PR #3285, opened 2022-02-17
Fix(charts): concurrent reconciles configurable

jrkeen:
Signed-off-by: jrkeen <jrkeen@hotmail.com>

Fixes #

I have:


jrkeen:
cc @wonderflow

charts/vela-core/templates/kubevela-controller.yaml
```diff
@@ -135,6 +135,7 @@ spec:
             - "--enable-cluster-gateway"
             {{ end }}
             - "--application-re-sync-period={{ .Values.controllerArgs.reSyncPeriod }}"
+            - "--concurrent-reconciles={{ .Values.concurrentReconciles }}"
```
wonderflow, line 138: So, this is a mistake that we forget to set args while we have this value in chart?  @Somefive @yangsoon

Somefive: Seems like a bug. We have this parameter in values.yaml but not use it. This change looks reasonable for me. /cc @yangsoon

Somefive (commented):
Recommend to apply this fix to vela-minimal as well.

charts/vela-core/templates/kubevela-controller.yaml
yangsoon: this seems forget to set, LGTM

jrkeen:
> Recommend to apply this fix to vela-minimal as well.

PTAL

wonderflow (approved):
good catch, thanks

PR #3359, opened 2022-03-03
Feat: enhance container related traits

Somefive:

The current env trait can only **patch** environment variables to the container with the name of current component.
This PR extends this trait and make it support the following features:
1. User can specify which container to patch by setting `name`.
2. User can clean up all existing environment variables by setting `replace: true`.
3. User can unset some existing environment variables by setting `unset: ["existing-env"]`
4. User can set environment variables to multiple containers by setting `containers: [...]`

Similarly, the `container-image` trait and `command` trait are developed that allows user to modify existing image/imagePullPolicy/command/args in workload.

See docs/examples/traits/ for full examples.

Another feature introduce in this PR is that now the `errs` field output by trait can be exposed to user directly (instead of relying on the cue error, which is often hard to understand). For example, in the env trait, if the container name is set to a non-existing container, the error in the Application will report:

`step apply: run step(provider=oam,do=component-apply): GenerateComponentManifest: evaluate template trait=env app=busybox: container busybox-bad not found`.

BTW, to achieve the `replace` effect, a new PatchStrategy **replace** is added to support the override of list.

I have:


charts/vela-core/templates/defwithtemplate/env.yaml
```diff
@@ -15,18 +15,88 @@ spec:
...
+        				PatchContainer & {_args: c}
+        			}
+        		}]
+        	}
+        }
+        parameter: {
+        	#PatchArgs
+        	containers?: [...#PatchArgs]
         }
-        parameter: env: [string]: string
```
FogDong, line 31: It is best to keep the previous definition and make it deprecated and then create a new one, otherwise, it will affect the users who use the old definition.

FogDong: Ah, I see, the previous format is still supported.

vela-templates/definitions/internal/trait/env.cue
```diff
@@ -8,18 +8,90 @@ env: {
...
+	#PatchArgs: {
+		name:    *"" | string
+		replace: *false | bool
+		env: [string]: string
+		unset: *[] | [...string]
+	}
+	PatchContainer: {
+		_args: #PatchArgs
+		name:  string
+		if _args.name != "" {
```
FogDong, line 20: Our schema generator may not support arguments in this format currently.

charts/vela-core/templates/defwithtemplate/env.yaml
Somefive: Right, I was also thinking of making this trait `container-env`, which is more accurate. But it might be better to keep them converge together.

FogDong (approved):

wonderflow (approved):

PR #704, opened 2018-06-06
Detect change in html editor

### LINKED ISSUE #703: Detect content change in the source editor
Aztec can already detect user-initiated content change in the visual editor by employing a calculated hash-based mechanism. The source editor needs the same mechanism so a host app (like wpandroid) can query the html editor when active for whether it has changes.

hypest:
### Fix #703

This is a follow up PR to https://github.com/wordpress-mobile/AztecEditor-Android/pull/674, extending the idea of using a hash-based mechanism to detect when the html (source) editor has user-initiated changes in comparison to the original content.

> WHAT TO DO: Once you have read the records above, output each of them verbatim.

> EXERCISE OUTPUT:
PR #3285, opened 2022-02-17
Fix(charts): concurrent reconciles configurable

jrkeen:
Signed-off-by: jrkeen <jrkeen@hotmail.com>

Fixes #

I have:


jrkeen:
cc @wonderflow

charts/vela-core/templates/kubevela-controller.yaml
```diff
@@ -135,6 +135,7 @@ spec:
             - "--enable-cluster-gateway"
             {{ end }}
             - "--application-re-sync-period={{ .Values.controllerArgs.reSyncPeriod }}"
+            - "--concurrent-reconciles={{ .Values.concurrentReconciles }}"
```
wonderflow, line 138: So, this is a mistake that we forget to set args while we have this value in chart?  @Somefive @yangsoon

Somefive: Seems like a bug. We have this parameter in values.yaml but not use it. This change looks reasonable for me. /cc @yangsoon

Somefive (commented):
Recommend to apply this fix to vela-minimal as well.

charts/vela-core/templates/kubevela-controller.yaml
yangsoon: this seems forget to set, LGTM

jrkeen:
> Recommend to apply this fix to vela-minimal as well.

PTAL

wonderflow (approved):
good catch, thanks

PR #3359, opened 2022-03-03
Feat: enhance container related traits

Somefive:

The current env trait can only **patch** environment variables to the container with the name of current component.
This PR extends this trait and make it support the following features:
1. User can specify which container to patch by setting `name`.
2. User can clean up all existing environment variables by setting `replace: true`.
3. User can unset some existing environment variables by setting `unset: ["existing-env"]`
4. User can set environment variables to multiple containers by setting `containers: [...]`

Similarly, the `container-image` trait and `command` trait are developed that allows user to modify existing image/imagePullPolicy/command/args in workload.

See docs/examples/traits/ for full examples.

Another feature introduce in this PR is that now the `errs` field output by trait can be exposed to user directly (instead of relying on the cue error, which is often hard to understand). For example, in the env trait, if the container name is set to a non-existing container, the error in the Application will report:

`step apply: run step(provider=oam,do=component-apply): GenerateComponentManifest: evaluate template trait=env app=busybox: container busybox-bad not found`.

BTW, to achieve the `replace` effect, a new PatchStrategy **replace** is added to support the override of list.

I have:


charts/vela-core/templates/defwithtemplate/env.yaml
```diff
@@ -15,18 +15,88 @@ spec:
...
+        				PatchContainer & {_args: c}
+        			}
+        		}]
+        	}
+        }
+        parameter: {
+        	#PatchArgs
+        	containers?: [...#PatchArgs]
         }
-        parameter: env: [string]: string
```
FogDong, line 31: It is best to keep the previous definition and make it deprecated and then create a new one, otherwise, it will affect the users who use the old definition.

FogDong: Ah, I see, the previous format is still supported.

vela-templates/definitions/internal/trait/env.cue
```diff
@@ -8,18 +8,90 @@ env: {
...
+	#PatchArgs: {
+		name:    *"" | string
+		replace: *false | bool
+		env: [string]: string
+		unset: *[] | [...string]
+	}
+	PatchContainer: {
+		_args: #PatchArgs
+		name:  string
+		if _args.name != "" {
```
FogDong, line 20: Our schema generator may not support arguments in this format currently.

charts/vela-core/templates/defwithtemplate/env.yaml
Somefive: Right, I was also thinking of making this trait `container-env`, which is more accurate. But it might be better to keep them converge together.

FogDong (approved):

wonderflow (approved):

PR #704, opened 2018-06-06
Detect change in html editor

### LINKED ISSUE #703: Detect content change in the source editor
Aztec can already detect user-initiated content change in the visual editor by employing a calculated hash-based mechanism. The source editor needs the same mechanism so a host app (like wpandroid) can query the html editor when active for whether it has changes.

hypest:
### Fix #703

This is a follow up PR to https://github.com/wordpress-mobile/AztecEditor-Android/pull/674, extending the idea of using a hash-based mechanism to detect when the html (source) editor has user-initiated changes in comparison to the original content.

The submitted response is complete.